Un anno dopo il giorno seguente

E così, è trascorso anche questo strano giorno della memoria. Come in tutte le cerimonie del ricordo che si rispettino, pure in questa c’è stato il saluto delle autorità, i discorsi seri, la commozione compunta nelle parole e nei gesti. Solo che a Lampedusa, ieri, qualcosa stonava.

Stonava, ad esempio, il fatto che l’evento che veniva ricordato non era uno di quelli che si perdono nel tempo, ma di un genere diverso, di quei ricordi che non puoi dimenticare, semplicemente perché ce l’hai lì davanti agli occhi ogni giorno, continuamente, ancora e di nuovo. Come ha detto un pescatore triste e arrabbiato: “qui a Lampedusa, sono quindici anni che è il 3 ottobre”.

Già, perché l’altra cosa che stonava era la coincidenza per cui, mentre i più alti rappresentanti d’Europa e d’Italia facevano pubblica ammenda per aver spesso guardato dall’altra parte, nello stesso momento, mezzi militari e civili, corvette, mercantili e pescherecci, cercavano disperatamente di soccorrere altri tremila naufraghi dell’esistenza, prim’ancora che nei flutti, e un centinaio di questi affondava, morendo, a qualche miglio dalle coste libiche, e chi parlava, ovviamente, stava guardando e continua a guardare da un’altra parte.

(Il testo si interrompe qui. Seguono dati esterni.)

PR #2889, opened 2026-03-03
A minor enhancement to `HPresolve::singletonColStuffing`

fwesselm:
- Consider case where all candidates are integer variables with identical weights (coefficients) in `HPresolve::singletonColStuffing`.
- Only 16 models in the test set are affected in terms of node counts and there is only a tiny speedup (0.5 percent), but the extension is simple and cheap and may be worthwhile on some user model.


Opt-Mucca (approved):
Looks good! Is a small and neat change!

Opt-Mucca:
@filikat Are we fine merging with the currently failing HiPO tests?

Edit: Merging after talking to @galabovaa

PR #2891, opened 2026-03-04
Store variable bounds from rows

Opt-Mucca:
This PR is motivated by me strongly believing that we're missing variable bounds compared to commercial solvers, i.e., me desperately searching for reasons why the flow cover cuts aren't showing performance improvements. I noticed that HiGHS is only generating VLB / VUBs when probing, and this potentially misses some obvious ones that can be used for cut strengthening (won't be used for anything else as they're already represented directly in the LP).
I've run a test on 150 instances with a 20min time limit, and solved two more instances and observed a 1.5% positive change on all solved for (time, nodes, LP iterations). This still shouldn't be merged until @fwesselm tests it further.
@fwesselm As I'm still not the most familiar with the presolve code, feel free to change stuff. I'm hoping it's in the right place. The idea could be further generalised to larger rows, but I'm not sure if that's just going to be diminishing returns.


fwesselm:
@Opt-Mucca, very good idea! I have implemented a generalization to rows with more than two elements and I am going to qualify this now.

fwesselm:
@Opt-Mucca, I added my changes to this branch - I hope that's OK.

Opt-Mucca:
@fwesselm Your changes are incredibly welcome. Very neat inclusion of rows with a single `inf`!
I'm happy with the code. My only suggestion would be to check if the varbound is guaranteed to be weaker than the simple bound before trying to add it. 
The failing tests for `unit-tests-external` aren't currently due to this branch.

fwesselm:
> @fwesselm Your changes are incredibly welcome. Very neat inclusion of rows with a single `inf`! I'm happy with the code. My only suggestion would be to check if the varbound is guaranteed to be weaker than the simple bound before trying to add it. The failing tests for `unit-tests-external` aren't currently due to this branch.

Would the following be OK?

 ```
    // add vlb
    if (vlbConstant != -kHighsInf &&
        std::max(0.0, vbCoef) + static_cast<HighsCDouble>(vlbConstant) >
            model->col_lower_[nonzero.index()] + primal_feastol)
      mipsolver->mipdata_->implications.addVLB(nonzero.index(), binCol, vbCoef,
                                               vlbConstant);
    // add vub
    if (vubConstant != kHighsInf &&
        std::min(0.0, vbCoef) + static_cast<HighsCDouble>(vubConstant) <
            model->col_upper_[nonzero.index()] - primal_feastol)
      mipsolver->mipdata_->implications.addVUB(nonzero.index(), binCol, vbCoef,
                                               vubConstant);
```

Opt-Mucca:
@fwesselm very happy with that!

fwesselm:
@Opt-Mucca, I have updated the code. The test results show a tiny increase in the solution times and numbers of branching nodes (1 percent). I think this is just due to randomness. Since extracting the variable bound constraints may be helpful for the flow cover cuts, I would still be in favor of merging.

(Also, there seem to be unrelated test failures in `build-unit-tests-external` that I have not seen before.)

Opt-Mucca:
@fwesselm I also think this is randomness and that having more variable bounds lying around will payoff in the long run. I'm happy to merge it.
The failing test is a non-issue (external tests were changed in preparation of one of the other changes)

Edit: I will check this change on the original set I ran to see if the results are consistent with the basic version (so might merge this on Monday)

Edit: My runs show a 1% improvement for time and LP iterations (same for nodes), and one more instance solved. I'm happy to merge this, but I'm not sure outside of noise why only doing this for rows of size two seemed more effective. (`app1-2` also now failed when I tested this change on master, so that could be related to the parallel branch)

fwesselm:
> @fwesselm I also think this is randomness and that having more variable bounds lying around will payoff in the long run. I'm happy to merge it. The failing test is a non-issue (external tests were changed in preparation of one of the other changes)
> 
> Edit: I will check this change on the original set I ran to see if the results are consistent with the basic version (so might merge this on Monday)
> 
> Edit: My runs show a 1% improvement for time and LP iterations (same for nodes), and one more instance solved. I'm happy to merge this, but I'm not sure outside of noise why only doing this for rows of size two seemed more effective. (`app1-2` also now failed when I tested this change on master, so that could be related to the parallel branch)

@Opt-Mucca, thank you for testing! I was going to investigate whether the variable bound constraints could be tightened before adding them. If you think this should not be merged in its current form, this is also fine by me.

Opt-Mucca:
@fwesselm We can merge first and you can still investigate. Happy with the change (just confused a bit by the results). Will click merge when the tests pass

PR #2897, opened 2026-03-06
`addVariable` no longer creating names with spaces, illegal names for MPS/LP no longer leads to error return, and EMS file facility deleted

jajhall:
- `addVariable` no longer creating names with spaces
- Illegal names for MPS/LP files no longer leads to error return, with spaces in names for MPS being replaced by underscores. If LP file names contain illegal characters or names contain duplicates, then generic names are used
- EMS file facility deleted since it's not been useful


jajhall:
@galabovaa This is the first one to review, since its changes are also in #2895

PR #2898, opened 2026-03-06
Update `meson.build` testing

jajhall:
`meson.build` now creates tests for all cpp files in `check/`, except for `test_cublas_example`, `test_cublas_gpu_start` and `TestLpSolversIterations.cpp`.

E poi, stonava il fatto che, in una giornata del ricordo, il convitato di pietra fosse l’oblio. Quello che ha fatto dimenticare le parole altisonanti del giorno dopo la tragedia sulla necessità di superare le leggi assurde per l’immigrazione, che rimangono tutte là, come rimangono i Cie e quei politici che urlano all’invasione o che continuano a etichettare i migranti con sprezzanti termini razzisti. Quello che fa ignorare che l’Europa, pronta a festeggiare la caduta di un muro, ne stia costruendo di ben più alti e duri per negare la speranza a chi soffre, a Ceuta e Melilla, sulle sponde del fiume Evron in Grecia, lungo il confine meridionale della Bulgaria. Quello che di nuovo farà scordare le ragioni che per cui quelle donne, quegli uomini e qui bambini rischiano di morire pur di provare a sopravvivere, e quelle motivazioni a partire che son mostri dai nomi antichi: miseria, guerra, siccità, carestia, fame.

Oggi è il 4 ottobre, un anno dopo quel giorno seguente al naufragio di 366 migranti al largo di Lampedusa; trecentosessantasei, un anno e un giorno. Si disse mai più, e lo si ascoltò senza troppa convinzione. La soluzione è stata l’arretramento della linea d’intervento degli aiuti, “perché invogliavano alla partenza”, dicono, “perché quello che accade lontano dalle telecamere, non ci riguarda”, pensano. Dopotutto, “qui c’è la crisi, non si può provvedere anche a loro.

Già, la crisi. Bisogna pensare prima a noi, ai nostri, che diamine, non possiamo mica occuparci di tutti. In fondo, in un mondo che impone competizione, alla fine, quelli che arrivano, sono pur sempre concorrenti, potrebbero aggravare la situazione. Anche per loro, sia chiaro; bisogna essere concreti, l’idealismo non dà da mangiare.

Magari è così. Però, voi che parlate di competizione e di tutte le altre giaculatorie che la sempre gravida mitopoiesi attuale partorisce e annuncia con tronfia vacuità, come concorrenza e meritocrazia, pensateci “voi che vivete sicuri nelle vostre tiepide case, voi che trovate tornando a sera il cibo caldo e visi amici”: qual è il nostro merito per essere nati su questa sponda di quel mare?